Prompt:
Go through the data below and return each line where the string "packages" occurs.

Stored data entries:
++++++++++++++++++++

PR #2287, opened 2024-03-26
Bugfix: Updating url patterns for visual changesets

### LINKED ISSUE #2283: [Bug] Error when changing the URL on visual experiments
Screenshot 2024-03-26 at 10 33 45 AM

bttf:
The code diff looks confusing but basically swapped the ordering of checks in `visualChangesetsHaveChanges`.

From: 
- check for visual changes
- check for urlPatterns changes

To:
- check for urlPatterns changes
- check for visual changes

Also, return early if `visualChanges` for either visualchangeset is undefined (since this doesn't signify a change, just a malformed object).

Fixes #2283

### DIFF
--- a/packages/back-end/src/services/experiments.ts
+++ b/packages/back-end/src/services/experiments.ts
@@ -1961,21 +1961,27 @@ export function visualChangesetsHaveChanges({
   oldVisualChangeset: VisualChangesetInterface;
   newVisualChangeset: VisualChangesetInterface;
 }): boolean {
-  // If there are visual change differences
-  const oldVisualChanges = oldVisualChangeset.visualChanges.map(
-    ({ css, js, domMutations }) => ({ css, js, domMutations })
-  );
-  const newVisualChanges = newVisualChangeset.visualChanges.map(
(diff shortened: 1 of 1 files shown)


packages/back-end/src/services/experiments.ts
```diff
@@ -1961,21 +1961,27 @@ export function visualChangesetsHaveChanges({
...
   );
-  const newVisualChanges = newVisualChangeset.visualChanges.map(
+  const newVisualChanges = newVisualChangeset.visualChanges?.map(
     ({ css, js, domMutations }) => ({ css, js, domMutations })
   );
-  if (!isEqual(oldVisualChanges, newVisualChanges)) {
-    return true;
+
+  // If there are no visual changes in either set, there are no changes
+  if (!oldVisualChanges || !newVisualChanges) {
```
jdorn, line 1980: I don't have full context here, but this doesn't sound right. If the old object is undefined and the new one isn't, wouldn't you want to return true here? Otherwise, you'll never get out of that broken state where visual changes is undefined.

++++++++++++++++++++

Reply:
--- a/packages/back-end/src/services/experiments.ts
+++ b/packages/back-end/src/services/experiments.ts
packages/back-end/src/services/experiments.ts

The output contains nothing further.